Today we intend by machine the elementary form of the general intellect,
each node of the network of collective intelligence, each material or
immaterial dispositif that organically interlinks the fluxes of the economy
and our desires.

At a higher level, the network can itself be regarded as a mega-machine of
assemblage of other machines, and even the multitude becomes machinic, as
Negri and Hardt write in Empire: "The multitude not only uses machines to
produce, but also becomes increasingly machinic itself, as the means of
production are increasingly integrated into the minds and bodies of the
multitude. In this context reappropriation means having free access to and
control over knowledge, information, communication, and affects because
these are some of the primary means of biopolitical production. Just because
these productive machines have been integrated into the multitude does not
mean that the multitude has control over them. Rather, it makes more vicious
and injurious their alienation. The right to reappropriation is really the
multitude's right to self-control and autonomous self-production". [4]
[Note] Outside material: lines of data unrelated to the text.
PR #258, opened 2019-08-21
Accept float in days_over_precip_thresh

### LINKED ISSUE #79: Percentile threshold indices : Frequencies?
For indices such as 'R95p' (with the following definition taken from icclim)
-  Days with RR > 95th percentile of daily amounts (very wet days)
(days)

- Let RRwj be the daily precipitation amount at wet day w (RR ≥ 1.0 mm)
of period j and let RRwn95 be the 95th percentile of precipitation at wet
days in the 1961–1990 period. Then counted is the number of days where:

- RRwj > RRwn95

Does the definition of RRwn95 (the percentile threshold value calculated from the reference period) change with the frequency? i.e if the R95p resampling value is seasonal does the RRwn95 value get calculated seasonally? or is the percentile threshold always annual?  ICCLIM docs are unclear on thisI

huard:
### Pull Request Checklist:

- [ ] Tags have been pushed

* Add support for simple annual percentiles. 

No

* **Other information**:
TODO
- [ ] Review code and naming.
- [x] Apply same logic to other relevant functions

This PR fixes #79

### DIFF
--- a/xclim/indices/_multivariate.py
+++ b/xclim/indices/_multivariate.py
@@ -558,7 +558,7 @@ def days_over_precip_thresh(pr, per, thresh="1 mm/day", freq="YS"):
     ----------
     pr : xarray.DataArray
       Mean daily precipitation flux [Kg m-2 s-1] or [mm/day]
-    per : xarray.DataArray or str
+    per : xarray.DataArray
       Daily percentile of wet day precipitation flux [Kg m-2 s-1] or [mm/day].
     thresh : str
        Precipitation value over which a day is considered wet [Kg m-2 s-1] or [mm/day].
@@ -570,10 +570,6 @@ def days_over_precip_thresh(pr, per, thresh="1 mm/day", freq="YS"):
     xarray.DataArray
       Count of days with daily precipitation above the given percentile [days]
 
-    Notes
-    -----
-    The percentile should be computed for a 5 day window centered on each calendar day for a reference period.
-
     Example
     -------
     >>> p75 = percentile_doy(historical_pr, per=0.75)
@@ -583,7 +579,7 @@ def days_over_precip_thresh(pr, per, thresh="1 mm/day", freq="YS"):
     thresh = utils.convert_units_to(thresh, pr)
 
     tp = np.maximum(per, thresh)
-    if isinstance(per, xr.DataArray):
+    if "dayofyear" in per.coords:
         # Create time series out of doy values.
         tp = utils.resample_doy(tp, pr)
 
@@ -606,7 +602,7 @@ def fraction_over_precip_thresh(pr, per, thresh="1 mm/day", freq="YS"):
     ----------
     pr : xarray.DataArray
       Mean daily precipitation flux [Kg m-2 s-1] or [mm/day].
-    per : xarray.DataArray or str
+    per : xarray.DataArray
       Daily percentile of wet day precipitation flux [Kg m-2 s-1] or [mm/day].
     thresh : str
        Precipitation value over which a day is considered wet [Kg m-2 s-1] or [mm/day].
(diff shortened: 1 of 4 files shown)


xclim/indices/_multivariate.py
```diff
@@ -567,8 +567,8 @@ def days_over_precip_thresh(pr, per, thresh="1 mm/day", freq="YS"):
     ----------
     pr : xarray.DataArray
       Mean daily precipitation flux [Kg m-2 s-1] or [mm/day]
-    per : xarray.DataArray
-      Daily percentile of wet day precipitation flux [Kg m-2 s-1] or [mm/day]
+    per : xarray.DataArray or string (scalar with units)
```
Zeitsperre: I don't think this will work with IDEs. From my understanding, this field acts as a call signature hint, the same as what we might find in `def function(a: str = 'foo', b: int or float = 123.321, c: xarray.DataSeries = ds)`.
 
Outside of types joined with `or` or with `[ ]`, the only other thing allowed for this type of docstring is the `, optional` indicator that references the `typing` class of `Optional` (`def func(a: Optional[str] = None`). 

I'd suggest adding that the units are needed in the docstring and just raise a verbose ValueError if there aren't any units. 
```suggestion
    per : xarray.DataArray or str
```

huard:
Is the name `resample_doy` sufficiently informative ? `resample_from_doy` ?

huard:
@Zeitsperre Are the azure failures expected ? Is this something we really want to invest in ?

Zeitsperre:
@huard Yeah, I'm thinking it might be worthwhile to move from Azure as well. The goal was simply to perform the same sort of platform checks as macOS. I learned a few weeks ago that Travis CI recently added a Windows image. I'd much rather use their infra.

I'll open an issue for replacing Azure with Travis CI for Windows builds.

huard:
@tlogan2000 Could you take a look ?

Zeitsperre:
@huard The Azure builds are no longer valid. There was a misconfiguration in their .yaml and I didn't see the value in investing time into making them all work. I feel like we can wait for Travis CI to create some Windows images.

For this PR, I would simply ignore those checks. Everything is passing on Travis.

tlogan2000:
> @tlogan2000 Could you take a look ?

I will take a look at this soon... sorry it slipped through a crack I think

tlogan2000:
@huard with the roll back of float/string input what new features does this PR still include?  Is it the doy_resample()?

huard:
Yes, that's mostly it. I'd call it a clean-up of how doy percentiles are handled. 

Temperature indicators require a doy percentile, while precip percentiles also accept a single "annual" value.

tlogan2000:
> Yes, that's mostly it. I'd call it a clean-up of how doy percentiles are handled.
> 
> Temperature indicators require a doy percentile, while precip percentiles also accept a single "annual" value.

Sounds good

huard:
Made change in docstring. Won't really work as-is however until xarray 0.13 because keep_attrs does not yet work for DataArray.quantiles.

Zeitsperre:
@huard if you want to update the history and `bumpversion patch` master, I can pull the new master and send it to PyPI/conda-forge.

huard:
@Zeitsperre 
So bumpversion does not actually change the tag anymore ? I had to commit manually the change and call git tag myself... weird.

Zeitsperre:
The tagging is re-enabled on another PR since I realize it doesn't cause commits to fail (only `commit = true` seems to do that). I'll inform people when that is in master.

I had it turned off since it was conflicting with pre-commit. It turns out that the `bumpversion` python library has a few bugs with automatically adding lines (causing code formatting to fail). This might be fixed in a fork that Birdhouse uses called `bump2version` but I need to look into it.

In other words in postfordism the factory has come out of the factory and
the whole of society has become a factory. An already machinic multitude
suggests that the actual subversion of the productive system into an
autonomous plane could be possible in a flash, by disconnecting the
multitude from capital command. But the operation is not that easy in the
traditional terms of 'reappropriation of the means of production'. Why?

Whilst it is true that today the main means of labour is the brain and that
workers can immediately reappropriate the means of production, it is also
true that control and exploitation in society have become immaterial,
cognitive, networked. Not only the general intellect of the multitudes has
grown, but also the general intellect of the empire. The workers, armed with
their computers, can reappropriate the means of production, but as soon as
the stick their nose out of their desktop they have to face a Godzilla that
they had not predicted, the Godzilla of the enemy's general intellect.
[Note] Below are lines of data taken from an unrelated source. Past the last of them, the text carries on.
Issue #257, opened 2019-08-21
Stabilizing the API


Zeitsperre:
I was watching a really great talk by a MongoDB developer on how to warn of deprecations in APIs. The talk is on [youtube](https://www.youtube.com/watch?v=dqDnB6jKzcE) but his guide is available here: https://emptysqua.re/blog/api-evolution-the-right-way/.

Among the things he mentioned is how best to use libraries like `warnings` with stack-levels, and using the `*` in function call signatures to demand users use keywords, rather than order to launch processes. Is this something that we might want to consider integrating by v1.0?

huard:
Sounds reasonable.

Zeitsperre:
Let's discuss this in the meeting.

Zeitsperre:
The API has been stable (no major breaking changes) for at least 6 months now. I think it's safe to close this issue.

PR #266, opened 2019-09-09
Added a temperature threshold for freezethaw cycle events

### LINKED ISSUE #265: Harmonize freeze-thaw cycle computation with PCC
PCC is using thresholds different than 0.

Zeitsperre:
### Pull Request Checklist:

- [ ] Tags have been pushed

A threshold is now implemented for freezethaw cycles 

Yes. With the exception of Atmos Indices, variables with thresholds will eventually require user-specified key=value pairs. This is now implemented fro daily_freezethaw_cycle calculations via the "UNSET " keyword prepended to the threshold. Calculations should eventually use this approach alongside other changes such as keyword call enforcement, e.g.:
```
def function(*,input=None, key1=word1, key2=word2):
    do stuff
```
* **Other information**:

This PR fixes #265

### DIFF
--- a/xclim/indices/_multivariate.py
+++ b/xclim/indices/_multivariate.py
@@ -154,9 +154,15 @@ def cold_and_dry_days(tas, tgin25, pr, wet25, freq="YS"):
 
 
 @declare_units(
-    "days", tasmax="[temperature]", tasmin="[temperature]", thresh="[temperature]"
+    "days",
+    tasmax="[temperature]",
+    tasmin="[temperature]",
+    thresh_tasmax="[temperature]",
+    thresh_tasmin="[temperature]",
 )
-def daily_freezethaw_cycles(tasmax, tasmin, thresh="0 degC", freq="YS"):
+def daily_freezethaw_cycles(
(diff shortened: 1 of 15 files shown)


tlogan2000:
FYI - PCC has indivudual tmin and tmax thresholds ...

xclim/indices/_multivariate.py
```diff
@@ -153,18 +154,34 @@ def cold_and_dry_days(tas, tgin25, pr, wet25, freq="YS"):
...
+    "days",
+    tasmax="[temperature]",
+    tasmin="[temperature]",
+    thresh_tasmax="[temperature]",
+    thresh_tasmin="[temperature]",
+)
+def daily_freezethaw_cycles(
+    tasmax,
+    tasmin,
+    thresh_tasmax="UNSET 0 degC",
```
huard: What purpose serves this UNSET ?

Zeitsperre: It's a trick I picked up to warn users of a future deprecation. 

If they don't set the thresh_tasmax or thresh_tasmin manually, this creates a very visible warning that in the future they will need to do so. We are eventually going to strictly integrate the `*` into function calls so that call signatures cannot be performed based on order. This relates to the discussion brought up in #257.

Social, state and economic meta-machines -- to which human beings are
connected like appendixes -- are dominated by conscious and subconscious
automatisms. Meta-machines are ruled by a particular kind of cognitive
labour which is the administrative political managerial labour, that runs
projects, organizes, controls on a vast scale: a form of general intellect
that we have never considered, whose prince is a figure that appears on the
scene in the second half of the XXth century: the manager.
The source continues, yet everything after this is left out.